= Adverse authority =

Adverse authority or adverse controlling authority, in United States law, is some controlling authority based on a legal decision and opposed to the position of an attorney in a case before the court. The attorney is under an ethical obligation to disclose that legal decision, which is an adverse authority, to the court. This obligation is set forth in the American Bar Association Model Rules of Professional Conduct, §3.3.

==Basis for the disclosure requirement==
The obligation to disclose adverse authority is in tension with the attorney's obligation to zealously represent the interests of the client. However, various public policy arguments have been set forth to explain why the attorney's duty of candor to the court with respect to such authority outweighs the duty to the client's cause. Ostensibly, the reason is to serve the law itself by preventing a court from making a decision that is erroneous in light of the authority revealed.

As a practical matter, an attorney who discovers adverse authority and fails to disclose it to the court may lose credibility with the court if the authority is found by opposing counsel, or by the court itself. The court may presume that an attorney who fails to disclose such authority has either been unethical in failing to disclose it, or has acted without diligence in failing to discover it. Moreover, the attorney disclosing such authority has the opportunity to frame the disclosure in a manner that seeks to diminish the impact of that authority by presenting arguments as to why it is inapplicable to the facts of the current case, or should be overturned altogether.

==What must be disclosed==
In order to fall within the obligation for disclosure, the matter must meet three conditions: it must be legal authority, it must be directly adverse, and it must be from a controlling jurisdiction.

- Legal authority
The matter for which disclosure is compelled must be a matter of decided law, rather than a mere opinion rendered by an academic. For example, where an attorney is arguing that a certain transfer of assets should be permitted in a bankruptcy proceeding, that attorney need not disclose a law review article, casebook, or op-ed piece in which the author argues that exactly such a transfer of assets should never be permitted. Such a writing need not be disclosed even if the author of the article is a leading expert on the area of law, and the article contains strong and well-written arguments in support of the position.
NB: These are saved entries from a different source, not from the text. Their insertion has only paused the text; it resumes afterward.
PR #10259, opened 2026-04-17
Support new Style descriptor #10258

### LINKED ISSUE #10258: Support new Style descriptor
Asset Delivery via Content Studio Admin Extension

`/_/admin:extension/com.enonic.contentstudio:style/<app-key>/editor.css`

anatol-sialitski:
Depends on https://github.com/enonic/xp/pull/11945

### DIFF
--- a/modules/app/src/main/java/com/enonic/app/contentstudio/style/StyleDescriptorMapper.java
+++ b/modules/app/src/main/java/com/enonic/app/contentstudio/style/StyleDescriptorMapper.java
@@ -36,11 +36,8 @@ public class StyleDescriptorMapper
         final Map<String, ImageStyle> styles = new LinkedHashMap<>();
         final Map<String, ApplicationKey> stylesApps = new LinkedHashMap<>();
 
-        gen.array( "css" );
         for ( StyleDescriptor styleDescriptor : this.styleDescriptors )
         {
-            gen.value( styleDescriptor.getCssPath() );
-
             for ( var styleElement : styleDescriptor.getElements() )
             {
                 if ( styleElement instanceof ImageStyle )
@@ -50,7 +47,6 @@ public class StyleDescriptorMapper
                 }
             }
         }
-        gen.end();
 
         gen.array( "app" );
         for ( StyleDescriptor styleDescriptor : this.styleDescriptors )
@@ -73,7 +69,7 @@ public class StyleDescriptorMapper
 
         gen.value( "element", "image" );
         gen.value( "name", element.getName() );
-        gen.value( "displayName", localizeDisplayName( element, applicationKey ) );
+        gen.value( "displayName", localizeLabel( element, applicationKey ) );
 
          serializeImage( gen, element );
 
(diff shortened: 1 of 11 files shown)


modules/app/src/main/java/com/enonic/app/contentstudio/style/StyleDescriptorMapper.java
```diff
@@ -73,7 +69,7 @@ private void serializeElement( final MapGenerator gen, final ImageStyle element,
 
         gen.value( "element", "image" );
         gen.value( "name", element.getName() );
-        gen.value( "displayName", localizeDisplayName( element, applicationKey ) );
+        gen.value( "displayName", localizeLabel( element, applicationKey ) );
```
rymsha:
```suggestion
        gen.value( "label", localizeLabel( element, applicationKey ) );
```

modules/app/src/main/resources/admin/extensions/style/style.js
```diff
@@ -0,0 +1,19 @@
+exports.get = function (req) {
+    const match = req.path.match(/com.enonic.app.contentstudio:style\/([^/]+)\/editor\.css/);
+    if (!match) {
+        return {
+            status: 400,
```
rymsha:
```suggestion
            status: 404,
```

modules/app/src/main/resources/admin/extensions/style/style.yaml
```diff
@@ -0,0 +1,4 @@
+kind: "AdminExtension"
+title: "Style Extension"
+interfaces:
+  - "generic"
```
rymsha: We don't want styles to be available to any admin tool.

modules/app/src/main/resources/admin/extensions/style/style.js
```diff
@@ -0,0 +1,19 @@
+exports.get = function (req) {
+    const match = req.path.match(/com.enonic.app.contentstudio:style\/([^/]+)\/editor\.css/);
```
rymsha: This is a bit convoluted. Why would extension need to deal with an app name (which is always a constant inside every extension)
Besides this regex is incorrect: does not mask all dots

modules/app/src/main/resources/apis/styles/styles.js
```diff
@@ -1,6 +1,6 @@
 /*global __*/
 
-var portalLib = require('/lib/xp/portal');
+var adminLib = require('/lib/xp/admin');
 
 exports.get = function (req) {
```
rymsha: Old syntax. `export.GET`

BTW why js, not ts?

rymsha (changes requested):

modules/app/src/main/resources/apis/styles/styles.js
anatol-sialitski: Currently, all APIs, extensions, etc. are written in JavaScript, not TypeScript. This can be done later.

modules/app/src/main/resources/admin/extensions/style/style.yaml
anatol-sialitski: What about `contentstudio.style` or `contentstudio.richtextstyle`?

alansemenov: `contentstudio.style` is ok

modules/app/src/main/resources/apis/styles/styles.js
rymsha: `exports.GET`

rymsha (approved):

alansemenov (approved):

PR #10263, opened 2026-04-20
Version History: adjustments (part 4) #10246

### LINKED ISSUE #10246: Version History: adjustments (part 4)
Adjust UI part with the latest XP changes:
- Fetch editorial change version from the backend instead of calculating it in the versions list
- Remove childOrder from getVersion response
- Remove 'permissionsChanged' from getVersions response
- Remove modifier and modified time, they are duplicated of operation fields
- Check 'path' field if it is needed

ashklianko:


modules/app/src/main/java/com/enonic/app/contentstudio/rest/resource/content/ContentPublishInfoResolver.java
```diff
@@ -18,4 +19,16 @@ public ContentPublishInfo resolvePublishInfo( final ContentId contentId, Content
...
+    public boolean versionExists( final ContentId contentId, final ContentVersionId contentVersionId )
+    {
+        try
+        {
+            return contentService.getByIdAndVersionId( contentId, contentVersionId ) != null;
+        }
+        catch ( ContentNotFoundException e )
+        {
+            return false;
+        }
```
rymsha, line 32: it never returns null

modules/lib/src/main/resources/assets/js/app/resource/json/ContentVersionActionJson.ts
```diff
@@ -1,7 +1,9 @@
-
 export interface ContentVersionActionJson {
     operation: string;
     fields: string[];
+    editorial: string | null;
+    editorialExists: boolean | null;
```
rymsha: a bit of a duplicate for dto

ashklianko: not really - we need to handle the case when editorial version is removed, then we are going to mark the original publish version with the publish state label.

PR #10266, opened 2026-04-20
AdminSiteHandler: resolve nearest site if missing #10265

### LINKED ISSUE #10265: AdminSiteHandler: resolve nearest site if missing
When a URL handled by `AdminSiteHandler` (preview/inline/admin/edit modes) points to a path that does not resolve to an existing content, the site is not set on the `PortalRequest`. As a result, site/controller mappings that match virtual URLs (URLs served by a controller mapping on the nearest site without a backing content) are never considered, and admin preview returns 404 for pages that render correctly in live mode. XP's own `SiteHandler` handles this by falling back to `ContentService.findNearestSiteByPath(contentPath)` when the content lookup returns null.

#### Rationale
Admin rendering should be consistent with live rendering: if a mapping can serve the URL in live mode, it should also be reachable from admin preview. Without the nearest-site fallback, mappings on the nearest site cannot run and previewing dynamically-served pages is impossible.

#### References
- XP `SiteHandler`: https://github.com/enonic/xp/blob/master/modules/portal/portal-impl/src/main/java/com/enonic/xp/portal/impl/handler/portal/SiteHandler.java

rymsha:
Falls back to `ContentService.findNearestSiteByPath(contentPath)` in `AdminSiteHandler` when the content lookup returns null, mirroring XP's `SiteHandler`. Applied in both edit and preview/inline/admin branches so site mappings can handle virtual URLs in admin preview the same way they do in live mode. The root-content case (content resolved to root) is preserved as-is.

Closes #10265

### DIFF
--- a/modules/app/src/main/java/com/enonic/app/contentstudio/site/AdminSiteHandler.java
+++ b/modules/app/src/main/java/com/enonic/app/contentstudio/site/AdminSiteHandler.java
@@ -136,7 +136,12 @@ public class AdminSiteHandler
             final Content content =
                 contentById != null ? contentById : callAsContentAdmin( repositoryId, branch, () -> this.getContentByPath( contentPath ) );
 
-            if ( content != null && !content.getPath().isRoot() )
+            if ( content == null )
+            {
+                portalRequest.setSite(
+                    callAsContentAdmin( repositoryId, branch, () -> this.contentService.findNearestSiteByPath( contentPath ) ) );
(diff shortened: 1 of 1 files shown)


pmi (approved):

pmi:
Should we have tests for that ?

rymsha:
I hope this magic will be reimplemented into TypeScript eventually. so no tests for now

PR #10270, opened 2026-04-21
ContextWindow: cross-iframe drag and drop #10191 

### LINKED ISSUE #10191: ContextWindow: cross-iframe drag and drop
Wire up cross-iframe drag and drop for the Insert tab. Users should be able to drag component types from the insertables list into the live page iframe to add new components.

The current implementation uses jQuery UI Draggable with a transparent drag mask over the iframe and a cloned draggable element inside the iframe. In v6, use dnd-kit in the outer window with a `PointerSensor` and a droppable zone covering the iframe rect. When the pointer enters the iframe zone, relay position and drop intent via `postMessage` to the iframe. The iframe handles placement internally.

The transparent drag mask trick (intercepting pointer events before they cross the iframe boundary) is still needed regardless of library choice.

#### Rationale

This is the most complex piece of the ContextWindow. Deferred from the shell implementation to allow the rest of the UI to be built and tested without it.

edloidas:
Made the right-side Context panel open automatically when a component is selected in the page editor, and stopped the left-side wizard form from auto-collapsing when that happens.

- `bridge.ts`: on SELECT/INSPECT, call `setContextOpen(true)` so the existing `$isContextOpen` subscription in `ContentWizardPanel` opens the panel. Export `$inspectedPath` from the page-editor store barrel.
- `ContentWizardPanel.ts`: removed the viewport-width `InspectEvent` listener that auto-collapsed the form on selection. Pruned the now unused `InspectEvent` and `PageNavigationEventSource` imports.
- `PageEditorExtension.tsx` / `usePageEditorTabs.ts`: drive the inspect-tab auto-switch from `$inspectedPath` instead of the boolean `$isInspecting`, so re-selecting a different item re-triggers the switch.
- `useInsertableDrag.ts`: use `document.elementFromPoint` for iframe hit-testing instead of raw bounding-box math.

### DIFF
--- a/modules/app/pnpm-lock.yaml
+++ b/modules/app/pnpm-lock.yaml
@@ -178,8 +178,8 @@ importers:
         specifier: ^1.11.20
         version: 1.11.20
       dompurify:
-        specifier: ~3.3.3
-        version: 3.3.3
+        specifier: ~3.4.0
+        version: 3.4.0
       fine-uploader:
         specifier: ^5.16.2
         version: 5.16.2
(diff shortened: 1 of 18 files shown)


edloidas:
Requires new `@enonic/page-editor` version

edloidas:
Closed in favor of #10282

PR #10278, opened 2026-04-21
Item and Option sets #10167 #10250

### LINKED ISSUE #10167: ItemSet
Based on:
- [Lib Admin UI PR](https://github.com/enonic/lib-admin-ui/pull/4382)
- [Content Studio PR](https://github.com/enonic/app-contentstudio/pull/10155)

### LINKED ISSUE #10250: OptionSet

reisfmb:
Depends on https://github.com/enonic/lib-admin-ui/pull/4431


edloidas (changes requested):
Very impressive work, Bruno. 

Before we merge, there are few things I'd like to adjust and fix:
- [x] I suggest we drop arrow navigation for Single Selection and keep all things navigable with Tab instead, like in Multi Selection. Otherwise, we'll face few stylistic and behavioral issues that would be hard to resolve. It's just not worth it and adds complexity in such generic interfaces we can't fully control.
- [x] Inside `*SetOccurrenceView` components we have `<button>` as a header. It lacks the `:focus-visible` styles like other Enonic UI buttons and shows default blue box. But we don't need gap between element and focus ring there. Just make it dark, 2px wide with no gap.
- [x] We have another button inside for the drag handling inside this button. This is incorrect and technically makes it 3rd button in a nesting chain. I'd like you to move it on the same level as the header button, not inside it. It's totally okay for it not toggling the occurrence.

edloidas:
There is also a related occurrence error, but should be fixed in a separate issue https://github.com/enonic/app-contentstudio/issues/10291

edloidas (approved):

Conversely, adverse authority does extend to binding legal materials other than court decisions, including statutes, local ordinances, and decisions of administrative bodies having adjudicative authority.

- Directly adverse
The requirement that the authority be directly adverse has been a source of uncertainty. Attorneys are keen to distinguish adverse authority by finding sufficient differences in the facts of previous adverse cases to argue that the previous case does not apply to the current situation. Such argument essentially seeks to present the prior authority as not being adverse at all, because it applies to sufficiently different facts. In order to counter the tendency of attorney's to diminish the precedential value of adverse authority, such authority is weighed by an objective standard in determining whether it should be disclosed. The standard is whether the judge sitting on the case would consider the authority to be important, or if she would feel misled if the authority were not disclosed.

- Controlling jurisdiction
Adverse authority from another jurisdiction need not be disclosed. In state courts, that generally includes cases decided by courts of other states. In federal district courts, that generally includes cases decided by district courts in other federal districts, and by the federal courts of appeal other than the particular court of appeal that the district court falls under. State court decisions need not be reported to federal courts unless the federal court is deciding a matter that falls under state, rather than federal, law; decisions of federal courts other than the Supreme Court of the United States need not be reported to state courts.